Builder.build_cuda_engine(network) silently returns None

Description

A clear and concise description of the bug or issue.

Environment

TensorRT Version: 7.2.2.3 (installed in virtualenv with nvidia-tensorrt)
GPU Type: 2070
Nvidia Driver Version: 460
CUDA Version: 11.0
CUDNN Version: 8.0.5.39-1
Operating System + Version: Ubuntu 18.04
**Python Version **: 3.8.8
**PyTorch Version **: 1.7.1

Relevant Files

I am attempting to export and run as a TRT model efficientnet_b2 from this repo:

I export like:
EXPORT = True
output = “my_tf_3.onnx”

if EXPORT:
    import geffnet
    import onnx
    model = geffnet.create_model(
                    'efficientnet_b2',
                    num_classes=3,
                    in_chans=3,
                    pretrained=False,
                    checkpoint_path="/home/luke/projects/traffic_light_classifier/tf_3.pt",
                    exportable=True)
    model.eval()
    DEVICE = torch.device("cuda")
    model.to(DEVICE)
    example_input = torch.randn(1, 3, 256, 256).to(DEVICE)
    model(example_input)
    
    input_names = ["input0"]
    output_names = ["output0"]
    torch.onnx.export(model, example_input, output, verbose=False,
                      input_names=input_names, output_names=output_names,
                      export_params=True)

    print("==> Loading and checking exported model from '{}'".format(output))
    onnx_model = onnx.load(output)
    onnx.checker.check_model(onnx_model)  # assuming throw on error
    print("==> Passed")  

A netron diagram of the exported ONNX:


the exported ONNX:
my_tf_3.onnx (29.3 MB)

I try to run as a TRT engine:

import pycuda.driver as cuda
import pycuda.autoinit
import numpy as np
import tensorrt as trt

TRT_LOGGER = trt.Logger()

def build_engine(onnx_file_path):
    builder = trt.Builder(TRT_LOGGER)
    network = builder.create_network()
    parser = trt.OnnxParser(network, TRT_LOGGER)

    builder.max_workspace_size = 1 << 30
    builder.max_batch_size = 1

    # parse ONNX
    with open(onnx_file_path, 'rb') as model:
        print('Beginning ONNX file parsing')
        parser.parse(model.read())
    print('Completed parsing of ONNX file')

    # generate TensorRT engine optimized for the target platform
    print('Building an engine...')
    engine = builder.build_cuda_engine(network)
    context = engine.create_execution_context()
    print("Completed creating Engine")

    return engine, context

engine, context = build_engine("/home/luke/projects/traffic_light_classifier/my_tf_3.onnx")

And I get the error:

 30     print('Building an engine...')
 31     engine = builder.build_cuda_engine(network)
---> 32     context = engine.create_execution_context()
 33     print("Completed creating Engine")
 34 

AttributeError: 'NoneType' object has no attribute 'create_execution_context'

I’m not even really sure how to begin debugging this, any ideas?

1 Like

Hi @lukee2ni6,

Looks like engine building is failing. Could you please share complete logs for better debugging.

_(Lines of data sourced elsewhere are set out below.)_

PR #3510, opened 2026-08-01
fix(aws): stop s3fs caching missing FC/kernel/envd objects

tomassrnka:
Linear: https://linear.app/e2b/issue/EN-386

**Broken:** on AWS BYOC hosts, an FC version (or kernel/envd build) uploaded to S3 after a host had already tried to read it stayed invisible on that host — sandboxes kept failing; only known workaround was unmount → clean dir → remount.

**Root cause:** all four s3fs mounts in `start-client.sh` pass `-o enable_noobj_cache`, which is a no-op — negative ("does not exist") caching is the s3fs default and the real toggle is `-o disable_noobj_cache`. Every missed lookup is remembered for `stat_cache_expire` (default 900 s), and these buckets are written out-of-band, so a cached miss outlives the upload by up to 15 minutes.

**Fix:** replace (not append — later flag wins) `enable_noobj_cache` with `disable_noobj_cache` on the four mounts.

**Repro (MinIO + s3fs 1.93, the Ubuntu 24.04 base-AMI version, exact production flags):** miss → upload → read: production flags not found for >100 s; flag removed, identical (confirms the no-op); `stat_cache_expire=20` visible after ~40 s (confirms the expiry is the bound); `disable_noobj_cache` visible after ~1 s. With no prior lookup the object is always visible immediately, isolating the negative cache as the cause.

**Verification:** the `disable_noobj_cache` run above is the passing case. `shellcheck -S warning` reports only the pre-existing SC2155 on line 43.

### DIFF
--- a/iac/provider-aws/modules/nodepool-client/scripts/start-client.sh
+++ b/iac/provider-aws/modules/nodepool-client/scripts/start-client.sh
@@ -75,24 +75,32 @@ modprobe nbd nbds_max=4096
 mkdir -p /fc-vm
 
 # Mount envd buckets
+#
+# disable_noobj_cache: s3fs caches "this object does not exist" answers for
+# stat_cache_expire (900s by default). These buckets are written out-of-band -
+# a new Firecracker/kernel/envd version is uploaded after a host has already
+# looked for it - so a cached miss makes the freshly uploaded object invisible
+# on that host until the entry expires or the mount is recreated.
+# Note that "enable_noobj_cache" is the s3fs default, so passing it was a no-op;
+# "disable_noobj_cache" is the option that actually turns the negative cache off.
 envd_dir="/fc-envd"
 mkdir -p $envd_dir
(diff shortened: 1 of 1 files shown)


iac/provider-aws/modules/nodepool-client/scripts/start-client.sh
```diff
@@ -75,24 +75,32 @@ modprobe nbd nbds_max=4096
...
 
 # Mount envd buckets
+#
+# disable_noobj_cache: s3fs caches "this object does not exist" answers for
+# stat_cache_expire (900s by default). These buckets are written out-of-band -
+# a new Firecracker/kernel/envd version is uploaded after a host has already
+# looked for it - so a cached miss makes the freshly uploaded object invisible
+# on that host until the entry expires or the mount is recreated.
+# Note that "enable_noobj_cache" is the s3fs default, so passing it was a no-op;
+# "disable_noobj_cache" is the option that actually turns the negative cache off.
```
sitole: Please remove slop comment

sitole (approved):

You can also try generating serialized engine quickly using trtexec command

Thank you.

Same problem for me, it works with CLI tetexec but not in python… I got a silent None from builder.build_serialized_network(network, config)

@trkodpd Hey, I have a similar issue. I have also created this post in case you want to give a follow up.

Would you mind telling me what procedure you followed to run the trtexec script from Nvidia?